With very low light, that's probably true, assuming you've got some fish that poop regularly. However, it won't be enough if your lighting is anything higher than very low light.

Flourish has a tiny amount of macros (though apparently no potassium). It will cover your micro needs, and help a bit with macros. Fish do the rest.


----------



## mjbn

So if i plan to get plants that need more lighting, i would have to dose with a macro-supplement?


----------



## OverStocked

kevmo911 said:


> With very low light, that's probably true, assuming you've got some fish that poop regularly. However, it won't be enough if your lighting is anything higher than very low light.
> 
> Flourish has a tiny amount of macros (*though apparently no potassium*). It will cover your micro needs, and help a bit with macros. Fish do the rest.


Potash is a Potassium salt. 

Soluble Potash	
0.37%

For low light, low tech, smaller tanks, flourish works great.


----------



## kevmo911

mjbn said:


> So if i plan to get plants that need more lighting, i would have to dose with a macro-supplement?


Yes. But don't go overboard. If you venture past the low-med light range into solid med, you're gonna need CO2 in addition to comprehensive ferts. So be very careful unless you're just looking for a reason to go pressurized 

Good to know about the potassium. I thought I'd remembered that Flourish had a bit of K, but didn't see it on the breakdown. I'll have to remember that.


----------



## Seattle_Aquarist

Hi mjbn,

When I first started out I used Flourish Comprehensive with excellent results. Here is a picture of my 45 gallon with 96 watts of CFL, natural gravel, and DIY CO2. I dosed Seachem Flourish Comprehensive and Seachem Excel and that was it.


----------



## mjbn

:O That's a nice tank! haha Should i pick up Excel too, then? Or is that not TOTALLY necessary?


----------



## mjbn

&I don't really wanna setup a CO2, btw.


----------



## Seattle_Aquarist

Hi mjbn,

Plants will grow their best with an available source of carbon molecules for cell building. CO2 or Seachem Excel will both provide the necessary carbon.


----------



## mjbn

What if i just use Excel and not a CO2 system, since excel is a carbon supplement? Would it be worth the money and time to dose it every week, or would there be no real difference if i didn't have a CO2 system?


----------



## Seattle_Aquarist

Hi mjbn,

Plants need a source of carbon for growth, if not CO2 then Seachem Excel is an alternative. No source of carbon will result in poor growth.


----------



## mjbn

Okay, I'll get some Excel when I sell some of my shoes haha


----------



## jone

Not to cut here but what about dosing Flourish and Excel with shrimp??? any shrimp like CRS,RCS and others??


----------



## mjbn

@Jone, You have just asked a question that i forgot to ask. Haha I'm curious about the answer to that too, since there is a trace amount of copper in the supplements.?


----------



## Seattle_Aquarist

Hi jone,

If you do a search here or on APC you will find many threads that address your question.


----------



## driftwoods

I think the copper issue has been asked before and the amount is to small to matter. At least that is what I thought I read. Someone else chime in here and correct me if I am wrong.


----------



## kevmo911

To the OP: Excel is *not* a substitute for CO2. It will supply the demand for carbon up to a point, but it will absolutely not do the trick beyond medium lighting. That said, Excel will assist in growth, but as it is actually a sanitizing agent that we also use to kill off algae, overdosing with it is not an option.


----------



## mjbn

kevmo911 said:


> To the OP: Excel is *not* a substitute for CO2. It will supply the demand for carbon up to a point, but it will absolutely not do the trick beyond medium lighting. That said, Excel will assist in growth, but as it is actually a sanitizing agent that we also use to kill off algae, overdosing with it is not an option.

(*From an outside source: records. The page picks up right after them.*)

PR #1519, opened 2021-08-18
update edge supported locales for voice search

oshi97:
Ran my codepen that brute force checks locales on edge, which works by
by turning on speech recognition for 10s, and adding the locale
to a list if a 'network' occurs. After 10s, the speech recognition
is aborted and a 'no-speech' error is expected.

Also added a zh-cn and zh-tw to the supported locales list, even
though they're not currently locales the SDK has built in, in case
a user manually supplies these locales.

J=SLAP-1532
TEST=manual,auto

manually test a number of the locales (~a third of them)

### DIFF
--- a/conf/i18n/constants.js
+++ b/conf/i18n/constants.js
@@ -186,5 +186,28 @@ exports.SPEECH_RECOGNITION_LOCALES_SUPPORTED_BY_EDGE = [
   'de-at',
   'de-ch',
   'de-de',
-  'ja-jp'
+  'ja-jp',
+  'ar-ae',
+  'ar-bh',
+  'ar-dz',
+  'ar-iq',
+  'ar-kw',
+  'ar-ly',
+  'ar-om',
+  'ar-ps',
+  'ar-qa',
+  'ar-sa',
+  'nl-be',
+  'nl-nl',
+  'pt-br',
+  'pt-pt',
+  'sv-se',
+  'zh-hans-cn',
+  'zh-hans-hk',
+  'zh-hant-hk',
+  'zh-hant-tw',
+
+  // Below are locales that are not the SDK's built-in locales, but are supported by edge
+  'zh-cn',
+  'zh-tw'
 ];
--- a/src/core/speechrecognition/locales.js
+++ b/src/core/speechrecognition/locales.js
@@ -1,4 +1,5 @@
 import { SPEECH_RECOGNITION_LOCALES_SUPPORTED_BY_EDGE } from '../constants';
+import { parseLocale } from '../utils/i18nutils';
 
 /**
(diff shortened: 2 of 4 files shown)


conf/i18n/constants.js
```diff
@@ -186,5 +186,28 @@ exports.SPEECH_RECOGNITION_LOCALES_SUPPORTED_BY_EDGE = [
...
+  'ar-om',
+  'ar-ps',
+  'ar-qa',
+  'ar-sa',
+  'nl-be',
+  'nl-nl',
+  'pt-br',
+  'pt-pt',
+  'sv-se',
+  'zh-hans-cn',
```
cea2aj, line 205: just confirming 'zh-hans-sg` and 'zh-hant-mo' aren't supported?

src/core/speechrecognition/locales.js
```diff
@@ -9,15 +10,39 @@ import { SPEECH_RECOGNITION_LOCALES_SUPPORTED_BY_EDGE } from '../constants';
...
-  const isCompatibleWithEdge = SPEECH_RECOGNITION_LOCALES_SUPPORTED_BY_EDGE.includes(locale.toLowerCase());
+  const locale = formatLocaleForEdge(language, modifier, region);
+  const isCompatibleWithEdge = SPEECH_RECOGNITION_LOCALES_SUPPORTED_BY_EDGE.includes(locale);
   if (isCompatibleWithEdge) {
     return locale;
   }
-  return locale.substring(0, underscoreIndex);
+  if (modifier) {
+    return formatLocaleForEdge(language, modifier);
+  }
```
cea2aj, line 25: If a locale isn't in the compatibility list but it has a modifier, we return it? I would expect that if the locale isn't in the compatibility list, we return just the language, not a language and modifier.

oshi97: If zh-hans-bob isn't supported, we can return zh-hans instead of just zh
by default edge will interpret zh on its own as zh-hans, so this only matters for zh-hant-[unsupported-region]

conf/i18n/constants.js
oshi97: they are not, you can very quickly test them here https://codepen.io/oshi97/pen/RwVKKzB

oshi97: or by hacking the searchbar's SpeechRecognition instance through dev tools with `ANSWERS.components._activeComponents.find( // find the searchbar and go through its instance variables`

src/core/speechrecognition/locales.js
cea2aj: alright, got it

cea2aj (approved):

Ooo, thanks for this. I do not plan on going beyond medium lighting, so i should be okay, right? And I'll probably just dose every other day, so would that be fine?


----------



## mjbn

&Thanks driftwoods, i'll look it up rightnow!


----------



## Fishly

Why is Excel not enough for higher light? I've never seen this explained thoroughly.


----------



## Patriot

Seattle_Aquarist said:


> Hi mjbn,
> 
> When I first started out I used Flourish Comprehensive with excellent results. Here is a picture of my 45 gallon with 96 watts of CFL, natural gravel, and DIY CO2. I dosed Seachem Flourish Comprehensive and Seachem Excel and that was it.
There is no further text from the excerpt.